Collected data entries
((

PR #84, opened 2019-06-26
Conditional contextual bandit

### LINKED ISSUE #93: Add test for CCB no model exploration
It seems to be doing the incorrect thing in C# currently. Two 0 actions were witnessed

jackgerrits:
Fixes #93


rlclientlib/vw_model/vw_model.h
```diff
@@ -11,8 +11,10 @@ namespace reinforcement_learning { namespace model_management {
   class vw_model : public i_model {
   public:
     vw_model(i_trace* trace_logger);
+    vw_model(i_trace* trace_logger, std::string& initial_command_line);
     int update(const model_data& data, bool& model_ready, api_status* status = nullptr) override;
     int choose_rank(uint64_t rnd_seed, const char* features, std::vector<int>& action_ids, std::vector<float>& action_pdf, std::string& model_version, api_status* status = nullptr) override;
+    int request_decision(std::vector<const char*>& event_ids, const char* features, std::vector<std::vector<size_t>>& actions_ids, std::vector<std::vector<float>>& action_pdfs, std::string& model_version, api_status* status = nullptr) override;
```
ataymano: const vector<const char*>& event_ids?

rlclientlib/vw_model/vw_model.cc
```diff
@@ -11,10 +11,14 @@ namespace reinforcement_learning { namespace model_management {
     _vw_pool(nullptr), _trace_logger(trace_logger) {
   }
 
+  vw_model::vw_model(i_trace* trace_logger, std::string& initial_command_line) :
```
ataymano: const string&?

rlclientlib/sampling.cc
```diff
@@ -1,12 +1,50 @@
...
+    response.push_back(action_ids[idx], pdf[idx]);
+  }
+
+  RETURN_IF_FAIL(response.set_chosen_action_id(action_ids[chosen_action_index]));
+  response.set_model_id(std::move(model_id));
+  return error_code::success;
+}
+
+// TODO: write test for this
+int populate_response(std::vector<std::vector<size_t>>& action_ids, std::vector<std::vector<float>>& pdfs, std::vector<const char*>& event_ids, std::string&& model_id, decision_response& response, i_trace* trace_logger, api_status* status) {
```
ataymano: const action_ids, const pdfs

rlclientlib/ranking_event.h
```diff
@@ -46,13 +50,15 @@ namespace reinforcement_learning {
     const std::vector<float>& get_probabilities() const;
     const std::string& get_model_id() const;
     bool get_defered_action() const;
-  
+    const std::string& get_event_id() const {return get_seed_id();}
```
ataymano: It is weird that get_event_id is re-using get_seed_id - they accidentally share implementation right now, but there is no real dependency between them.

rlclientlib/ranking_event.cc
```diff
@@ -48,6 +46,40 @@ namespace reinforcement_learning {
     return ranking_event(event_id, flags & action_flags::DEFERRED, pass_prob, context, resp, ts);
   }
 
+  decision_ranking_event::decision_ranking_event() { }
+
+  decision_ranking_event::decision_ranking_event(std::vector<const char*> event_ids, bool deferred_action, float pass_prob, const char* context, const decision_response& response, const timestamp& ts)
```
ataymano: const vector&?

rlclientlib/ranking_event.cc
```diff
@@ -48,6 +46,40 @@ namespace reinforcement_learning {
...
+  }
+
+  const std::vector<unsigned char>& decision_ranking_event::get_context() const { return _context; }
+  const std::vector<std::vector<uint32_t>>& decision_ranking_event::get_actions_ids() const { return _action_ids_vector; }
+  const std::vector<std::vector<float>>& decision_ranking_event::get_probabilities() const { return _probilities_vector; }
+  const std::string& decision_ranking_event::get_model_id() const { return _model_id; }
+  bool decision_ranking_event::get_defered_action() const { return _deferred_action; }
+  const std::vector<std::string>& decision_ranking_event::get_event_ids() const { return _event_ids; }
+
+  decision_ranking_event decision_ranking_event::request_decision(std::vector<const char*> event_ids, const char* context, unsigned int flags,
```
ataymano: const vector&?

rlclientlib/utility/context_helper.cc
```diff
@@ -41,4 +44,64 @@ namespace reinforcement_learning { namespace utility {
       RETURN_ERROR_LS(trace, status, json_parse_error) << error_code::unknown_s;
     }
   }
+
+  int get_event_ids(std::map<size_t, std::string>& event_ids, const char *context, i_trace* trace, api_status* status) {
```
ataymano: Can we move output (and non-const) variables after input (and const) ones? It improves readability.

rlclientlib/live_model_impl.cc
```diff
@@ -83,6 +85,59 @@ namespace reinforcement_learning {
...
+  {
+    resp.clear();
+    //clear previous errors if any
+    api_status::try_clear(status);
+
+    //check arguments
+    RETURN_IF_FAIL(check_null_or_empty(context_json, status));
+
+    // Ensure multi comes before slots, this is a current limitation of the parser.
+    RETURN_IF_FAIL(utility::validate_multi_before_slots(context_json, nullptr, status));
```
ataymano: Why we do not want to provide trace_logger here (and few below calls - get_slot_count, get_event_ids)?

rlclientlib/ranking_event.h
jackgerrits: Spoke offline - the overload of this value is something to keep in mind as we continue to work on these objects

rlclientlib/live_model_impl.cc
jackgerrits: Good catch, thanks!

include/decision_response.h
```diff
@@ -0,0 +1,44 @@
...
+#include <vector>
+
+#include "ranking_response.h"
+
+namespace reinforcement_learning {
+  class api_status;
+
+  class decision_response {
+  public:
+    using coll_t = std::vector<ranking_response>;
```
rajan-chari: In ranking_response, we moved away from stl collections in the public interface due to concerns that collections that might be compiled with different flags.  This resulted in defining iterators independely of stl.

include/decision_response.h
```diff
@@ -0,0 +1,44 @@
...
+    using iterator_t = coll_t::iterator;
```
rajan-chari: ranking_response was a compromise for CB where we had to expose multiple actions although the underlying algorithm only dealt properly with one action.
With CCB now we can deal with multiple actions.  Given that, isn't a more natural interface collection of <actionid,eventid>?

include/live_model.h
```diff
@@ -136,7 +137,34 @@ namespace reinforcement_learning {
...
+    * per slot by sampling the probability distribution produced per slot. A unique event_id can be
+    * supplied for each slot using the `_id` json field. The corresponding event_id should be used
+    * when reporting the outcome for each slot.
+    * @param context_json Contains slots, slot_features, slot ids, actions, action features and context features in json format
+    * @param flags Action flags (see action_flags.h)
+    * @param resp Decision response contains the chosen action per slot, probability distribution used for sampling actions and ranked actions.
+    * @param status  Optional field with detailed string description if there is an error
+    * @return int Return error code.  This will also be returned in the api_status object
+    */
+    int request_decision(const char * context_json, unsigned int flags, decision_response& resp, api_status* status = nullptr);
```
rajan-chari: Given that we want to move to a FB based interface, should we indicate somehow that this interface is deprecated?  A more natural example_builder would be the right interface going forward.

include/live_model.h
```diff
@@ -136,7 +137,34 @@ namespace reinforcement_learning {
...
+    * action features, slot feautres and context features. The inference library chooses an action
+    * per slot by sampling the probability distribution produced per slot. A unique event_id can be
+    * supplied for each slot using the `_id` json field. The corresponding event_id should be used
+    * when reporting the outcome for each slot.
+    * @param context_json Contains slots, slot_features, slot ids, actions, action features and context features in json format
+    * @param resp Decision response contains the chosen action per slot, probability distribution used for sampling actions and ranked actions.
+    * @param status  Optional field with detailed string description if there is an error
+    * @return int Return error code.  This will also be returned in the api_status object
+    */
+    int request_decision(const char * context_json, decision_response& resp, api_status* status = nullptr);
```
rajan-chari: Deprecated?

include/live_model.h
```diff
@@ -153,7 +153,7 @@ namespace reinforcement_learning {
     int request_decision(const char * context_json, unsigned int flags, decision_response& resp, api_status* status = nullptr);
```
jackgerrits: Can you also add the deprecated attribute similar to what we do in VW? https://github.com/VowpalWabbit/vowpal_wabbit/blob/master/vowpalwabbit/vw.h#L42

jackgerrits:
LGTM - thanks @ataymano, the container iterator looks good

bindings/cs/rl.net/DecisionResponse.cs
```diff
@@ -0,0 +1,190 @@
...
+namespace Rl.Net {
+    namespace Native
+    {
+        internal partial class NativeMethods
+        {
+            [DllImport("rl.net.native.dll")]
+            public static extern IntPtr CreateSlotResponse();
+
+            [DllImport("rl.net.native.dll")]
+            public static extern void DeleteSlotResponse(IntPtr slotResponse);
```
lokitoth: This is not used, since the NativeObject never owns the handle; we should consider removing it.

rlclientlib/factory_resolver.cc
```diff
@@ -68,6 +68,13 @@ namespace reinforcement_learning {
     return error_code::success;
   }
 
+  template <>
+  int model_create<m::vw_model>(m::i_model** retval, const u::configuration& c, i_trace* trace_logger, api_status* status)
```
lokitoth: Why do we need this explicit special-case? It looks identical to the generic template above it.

))

__Your goal__: With "interface" as the search word, count the matching lines in the records and give the number alone.

__Solution for this task__: 3